Immunoprecipitation and immunoblotting

At 24 h posttransfection, cells were harvested and cellular proteins were extracted and subjected to immunoprecipitation using an antibody against FLAG or GFP. The immunoprecipitates were analyzed by western blotting using the indicated antibodies as described previously5.

MTT assay

HeLa cells were seeded at 104 cells/well in a 96-well plate. PC12 and HEK293T cells were seeded at 4 × 104 or 104 cells/well, respectively, in PEI-coated 96-well plates. After overnight incubation, cells were treated with 2–30 μM peptides diluted in Opti-MEM for 2 h. Media were replaced with serum-containing RPMI 1640, and cells were treated with 100 or 150 μM CoCl2 for 16 h. After washing with PBS, cells were incubated in 0.5 mg/ml MTT (Dojindo, Kumamoto, Japan) in culture media for 3 h. MTT formazan was dissolved in dimethyl sulfoxide and photometrically quantified at 535 nm. The toxicity of peptides was calculated as described18.

Animals

Male 9–12 weeks old C57BL/6J mice obtained from Japan SLC (Hamamatsu, Japan) were bred in a 12-h light/12-h dark cycle at 23 °C. All animal experiments were approved by the Committee for Animal Research of Tohoku University and performed in accordance with the Regulation for Animal Experiments and Related Activities as Tohoku University (Regulation No 122). Mice were injected 4 times with 15 mg/kg MPTP intraperitoneally at a 2-h interval. TAT-Mcl-TM peptides were diluted with saline and injected intraperitoneally at 3 h and 9 h after the first MPTP injection. Mice were sacrificed by inhalation of isoflurane 72 h after the last MPTP injection.

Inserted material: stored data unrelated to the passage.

Issue #828, opened 2020-09-09
Implicit coercion decorator for Python values


leonardt:
See https://github.com/phanrahan/magma/pull/815 for discussion

Summary: Provide a decorator that handles the implicit coercion of Python values (bool, int, Bit, BV, tuple) to the magma equivalent values using the conversion operators (m.bit, m.bits, m.tuple_).  This should standardize the implicit coercion logic for all user facing functions such as primitives and operators.  It should also simplify type inference since the primitives can then simply operator on magma types (since all python values will first be coerced to magma values).

PR #830, opened 2020-09-09
Add tuple conversion logic for wire

leonardt:
Follow up to https://github.com/phanrahan/magma/pull/815, adds the same python tuple conversion logic to the wire function (needed for a specific case of the mux primitive shown in the test).  Also had to do some rearranging of code to fix a circular import so I could bring the tuple_ function into wire.py

### DIFF
--- a/magma/backend/blif.py
+++ b/magma/backend/blif.py
@@ -5,7 +5,7 @@ from ..bitutils import seq2int, fun2seq
 from ..bit import Bit, Digital
 from ..array import Array
 from ..compiler import make_compiler
-from ..clock import wiredefaultclock
+from ..clock_utils import wiredefaultclock
 from ..is_definition import isdefinition
 
 __all__ = ['compile']
--- a/magma/backend/blif.py
+++ b/magma/backend/blif.py
@@ -5,7 +5,7 @@ from ..bitutils import seq2int, fun2seq
 from ..bit import Bit, Digital
 from ..array import Array
 from ..compiler import make_compiler
-from ..clock_utils import wiredefaultclock
+from ..clock import wiredefaultclock
 from ..is_definition import isdefinition
 
 __all__ = ['compile']
--- a/magma/backend/coreir_transformer.py
+++ b/magma/backend/coreir_transformer.py
@@ -20,7 +20,8 @@ from ..logging import root_logger
 from ..passes import InstanceGraphPass
 from ..tuple import Tuple
 from .util import get_codegen_debug_info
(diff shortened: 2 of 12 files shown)


leonardt:
Hmm, turns out my circular import fix didn't quite work and the dependencies are quite nasty.  I propose we just live with the import for now and fix it when we have https://github.com/phanrahan/magma/issues/828.  It's a bit tricky because wiring needs to import types to do the coercion, and types need to import wire for their internal recursive wiring logic.

I think what would do is define the common coerce function, then wrap the various wiring functions after the fact (we could monkey patch in the wrapped functions) to avoid the circular import.

rsetaluri:
Yeah this is a bit hairy. I think the fundamental problem is the dependencies that arise from recursive types.

As a simple example, the conversion (/promotion) function from a POD tuple to magma tuple would require the conversion from potentially underlying POD's to other types. So Tuple has to know about Array, and Array has to know about Tuple.

E.g. to convert `(True, BitVector[8](), 10)` to a tuple of type `Tuple[Bit, Bits, Bits]` there is a dependency chain Tuple -> Bits -> Array, but to convert an array of tuples, there is a dependency chain from Array -> Tuple.

Wiring is another example of this. The outermost wire call is `magma.wire` which contains all the conversions, and dispatch to the simple type wire member functions (e.g. `Tuple.wire`, `Bit.wire`). But if those member functions need to do conversions then they need to call back out to `magma.wire`, which may create cycles.

rsetaluri:
In general, I think there's a lot of similar logic sharded across wiring, conversions, and constructors. I think the right thing to do would be to have a proper standardization of this logic and put it in only "one" place (maybe distributed across the constructors, but not duplicate code paths).

rsetaluri:
However, given that that's a longer change I think this is a decent intermediate solution. Not too hacky.

rsetaluri (approved):

leonardt:
I think moving things from conversions to constructors seems like a reasonable move, then conversions are essentially just aliases for constructors.   I think the lowercase conversion syntax was chosen to mimic the python `int` and `bool` functions, but those actually act as types too (e.g. `isinstance(x, bool)`) so in some ways we could just view those as built-in classes with special lower case syntax (so defining m.Bit(1) is like bool(1)).  It's not quite the same because I think those functions do some magic in that they call the special methods __int__ and __bool__, but that could be an interesting option for that might be related to our protocol (e.g. define a _bits_ method to be convertible to Bits)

Immunofluorescent staining

SH-SY5Y cells grown on coverslips in a 12-well plate were mock-transfected or transfected with 1.6 µg pCitrine-C1, pCitrine-Bcl-xL WT, TM, pCitrine-Mcl-1V WT, or TM. Cells were fixed 24 h after transfection and stained with antibody against active caspase-3 as described previously4. Preparation of formalin-fixed paraffin-embedded brain sections and succeeding immunofluorescence staining of the sections using anti-TH antibody were carried out as described4.

Statistical analysis

Multiple comparisons were analyzed by two-way ANOVA followed by post hoc Tukey-Kramer test.